Française, de Souad El-Bouhati, réinterroge la question de l'intégration et de l'identité, à travers le personnage de Sofia, jeune d'origine maghrébine qui, forcée de vivre avec sa famille au Maroc, ne rêve plus que de retourner sur son sol natal : la France…
Bien sûr, les salles nous réservent également quelques plaisirs plus légers, tels que le documentaire consacré au légendaire footballeur
Maradona, par Emir Kusturica, ou la poursuite sur grand écran des romances urbaines des quatre new-yorkaises de
Sex and the City.
Belle occasion de faire le point sur le phénomène d'abord télévisuel, puis généralisé, des séries : "
HBO VS SHOWTIME : le combat pour l'innovation" s'intéresse à la compétiton acharnée entre certaines chaînes télévisées américaines dans la diffusion de séries ; "
Le phénomène "séries", naissance d'une passion" fait le point sur l'engouement récent suscité par cet objet audiovisuel ; "
Séries en force et force(s) des séries" revient sur certaines des séries les plus marquantes de ces dernières années, alors que "
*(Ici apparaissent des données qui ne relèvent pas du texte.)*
PR #821, opened 2019-12-30
compiler: add support for CGO_ENABLED environment variable

### LINKED ISSUE #771: How to disable CGO?
Hello.

I need to set something like `CGO_ENABLED=0`. There's some code that has different implementations for cases if CGo is supported (`+build cgo`) and if CGo is not supported (`+build !cgo`). And I need to compile the second variant. It would be nice if you would help me to understand how can I do it without manually modifying all my dependencies (which could use CGo)?

aykevl:
This should fix #771. Not sure how to test it, but you can test locally by running tinygo with the ./testdata/cgo package with the following extra file (main2.go):

```go
// +build !cgo

package main

func main() {
    println("no cgo")
}
```

and run with `CGO_ENABLED` set to `1` or `0` to test the difference.

### DIFF
--- a/goenv/goenv.go
+++ b/goenv/goenv.go
@@ -18,6 +18,7 @@ var Keys = []string{
 	"GOROOT",
 	"GOPATH",
 	"GOCACHE",
+	"CGO_ENABLED",
 	"TINYGOROOT",
 }
 
@@ -57,6 +58,13 @@ func Get(name string) string {
 			panic("could not find cache dir: " + err.Error())
 		}
 		return filepath.Join(dir, "tinygo")
+	case "CGO_ENABLED":
+		val := os.Getenv("CGO_ENABLED")
+		if val == "1" || val == "0" {
+			return val
+		}
+		// Default to enabling CGo.
+		return "1"
 	case "TINYGOROOT":
 		return sourceDir()
 	default:
--- a/compileopts/config.go
+++ b/compileopts/config.go
@@ -65,6 +65,12 @@ func (c *Config) BuildTags() []string {
 	return tags
 }
 
+// CgoEnabled returns true if (and only if) CGo is enabled. It is true by
+// default and false if CGO_ENABLED is set to "0".
+func (c *Config) CgoEnabled() bool {
+	return goenv.Get("CGO_ENABLED") == "1"
+}
+
 // GC returns the garbage collection strategy in use on this platform. Valid
 // values are "none", "leaking", and "conservative".
 func (c *Config) GC() string {
--- a/compiler/compiler.go
+++ b/compiler/compiler.go
@@ -193,7 +193,7 @@ func (c *Compiler) Compile(mainPath string) []error {
 			GOOS:        c.GOOS(),
 			GOROOT:      goenv.Get("GOROOT"),
 			GOPATH:      goenv.Get("GOPATH"),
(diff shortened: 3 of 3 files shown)


goenv/goenv.go
```diff
@@ -57,6 +58,13 @@ func Get(name string) string {
 			panic("could not find cache dir: " + err.Error())
 		}
 		return filepath.Join(dir, "tinygo")
+	case "CGO_ENABLED":
+		val := os.Getenv("CGO_ENABLED")
+		if val == "1" || val == "0" {
+			return val
+		}
+		// Default to enabling CGo.
```
deadprogram: This addressed my only possible concern about this PR.

Not sure how useful it will be, but it does enforce the standard behavior people would expect.

aykevl: Not sure what you mean, is there something that needs changing?

This behavior here is slightly different from the main Go compiler. In TinyGo, CGo is always enabled unless it is explicitly disabled. In the main Go compiler, CGo is disabled by default when cross compiling. That doesn't make much sense for TinyGo as it supports CGo while cross compiling and cross compiling is in fact the main use case of TinyGo.

deadprogram: > This behavior here is slightly different from the main Go compiler.

Exactly, and we really do have to keep it that way. That was what I was saying, and you already handled it the way I would want to. So we're good. :)

xaionaro:
Sorry for the late answer:

Yes, it works, thank you.

```
experiment0@tinygo:~/go/src/github.com/u-root/u-root/bb$ tinygo build -o /tmp/bb main.go 
# os/user
../../../../../../.gimme/versions/go1.13.linux.amd64/src/os/user/cgo_lookup_unix.go:19:6: not implemented: build constraints in #cgo line
/usr/include/x86_64-linux-gnu/bits/confname.h:222:31: unexpected token ILLEGAL
/usr/include/x86_64-linux-gnu/bits/confname.h:224:31: unexpected token ILLEGAL
/usr/include/x86_64-linux-gnu/bits/confname.h:222:31: unexpected token ILLEGAL
/usr/include/x86_64-linux-gnu/bits/confname.h:224:31: unexpected token ILLEGAL
/usr/include/x86_64-linux-gnu/bits/confname.h:222:31: unexpected token ILLEGAL
/usr/include/x86_64-linux-gnu/bits/confname.h:224:31: unexpected token ILLEGAL
```
vs
```
experiment0@tinygo:~/go/src/github.com/u-root/u-root/bb$ CGO_ENABLED=0 tinygo build -o /tmp/bb main.go 
# os/user
../../../../../../.gimme/versions/go1.13.linux.amd64/src/os/user/lookup_stubs.go:91:14: Getgid not declared by package os
../../../../../../.gimme/versions/go1.13.linux.amd64/src/os/user/lookup_stubs.go:81:14: Getuid not declared by package os
../../../../../../.gimme/versions/go1.13.linux.amd64/src/os/user/lookup_stubs.go:30:19: UserHomeDir not declared by package os
../../../../../../.gimme/versions/go1.13.linux.amd64/src/os/user/lookup_stubs.go:34:16: Getenv not declared by package os
```
I will try to temporary add this stuff to the tinygo's environment. It's another issue :)

deadprogram:
Thanks for testing @xaionaro and to @aykevl for the fix.

Now merging.

PR #822, opened 2019-12-30
cgo: add support for identifiers

aykevl:
This doesn't yet support things like `#define foo foo` but that requires more complex compiler changes.


deadprogram:
Steps in the right direction, for sure! Now merging.

PR #823, opened 2019-12-31
loader: improve error messages for failed imports

aykevl:
Add location information (whenever possible) to failed imports. This helps in debugging where an incorrect import came from.

For example, show the following error message:

    /home/ayke/src/github.com/tinygo-org/tinygo/src/machine/machine.go:5:8: cannot find package "foobar" in any of:
        /usr/local/go/src/foobar (from $GOROOT)
        /home/ayke/src/foobar (from $GOPATH)

Instead of the following:

    error: cannot find package "foobar" in any of:
        /usr/local/go/src/foobar (from $GOROOT)
        /home/ayke/src/foobar (from $GOPATH)

### DIFF
--- a/compiler/compiler.go
+++ b/compiler/compiler.go
@@ -251,13 +251,17 @@ func (c *Compiler) Compile(mainPath string) []error {
 			return []error{err}
 		}
 	} else {
-		_, err = lprogram.Import(mainPath, wd)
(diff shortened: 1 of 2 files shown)


deadprogram:
This should be very helpful when trying to find misc. packages in dependencies that are not loading correctly. 

Merging.

PR #825, opened 2019-12-31
machine/arduino-nano33: fix UART1 and UART2

aykevl:
UART2 was configured with the wrong SERCOM for the used pins (PB22 and
PB23). However, after changing the SERCOM from 3 to 5 that led to a
conflict with UART1 (used for the on-board WiFi). But the used pins are
also usable from SERCOM 3, so in the end I switched SERCOM5 and SERCOM3
around.

With this change, I was able to get examples/echo working (after changing the UART to UART2 and changing the used pins to RX0 and TX1). I also verified that the on-board WiFi chip is still usable with the espconsole example in the drivers repo.

### DIFF
--- a/src/machine/board_arduino_nano33_baremetal.go
+++ b/src/machine/board_arduino_nano33_baremetal.go
@@ -8,12 +8,12 @@ import "device/sam"
 var (
 	UART1 = UART{
 		Buffer: NewRingBuffer(),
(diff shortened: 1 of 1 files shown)


deadprogram:
I tested with both the WiFiNINA mqttsub example, and also with my flightstick example and both performed as expected.

Now merging, thanks for the refinements!

PR #1260, opened 2020-07-23
main: add -target flag to tests

aykevl:
This makes it easy to test one particular architecture, for example:

    go test -v -target=hifive1-qemu

This speeds up testing and allows testing targets that are not included in the test by default (such as RISC-V tests on Linux).


deadprogram:
That is pretty useful! Now merging.

PR #1265, opened 2020-07-24
interp: fix sync/atomic.Value load/store methods

aykevl:
These methods do some unsafe pointer casting but can be assumed to not have significant side effects. Simply call these functions at runtime instead of compile time.

This is a partial fix for importing image/png, see #1262.


aykevl:
I have added a second commit that should fix #1262 entirely.

@jaddr2line I believe this is correct, but can you please double check that I didn't miss anything?

niaow:
@deadprogram hardware ci seems to be having issues

niaow (approved):
This seems correct to me. In the future we should really try to add tests for this kind of stuff.

deadprogram:
TinyHCI restarted, all tests passing.

deadprogram:
Now merging.

PR #1275, opened 2020-08-01
Reduce current consumption when using the SoftDevice

aykevl:
This PR reduces current consumption in sleep mode when using the SoftDevice on an nrf.


deadprogram:
Makes sense to me, so now merging. Thanks @aykevl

In the mood for women : pourquoi les filles font leur cinéma (en série)" analyse le succès de la gente féminine à travers les séries les plus populaires... Enfin, "
L'hexagone revient dans la petite lucarne" fait le point sur le parcours chaotique des séries à la française, récemment inspirées par le génie de leurs consoeurs américaines...
Enfin, le Coin du Cinéphile est consacré, cette semaine, au thème de la folie, et analyse quelques unes des œuvres les plus marquantes, parmi ce que l'histoire du cinéma nous a livré de bijoux rongés par cette euphorie proprement destructrice :
Répulsion et la jeune Deneuve hantée par la caméra de Polanski,
Une femme sous influence et la géniale Gena Rowlands en mère de famille dépossédée, et les non moins fameux
La Nuit du chasseur, de Charles Laughton, et
L'Antre de la folie, de John Carpenter.
Bonne lecture à tous !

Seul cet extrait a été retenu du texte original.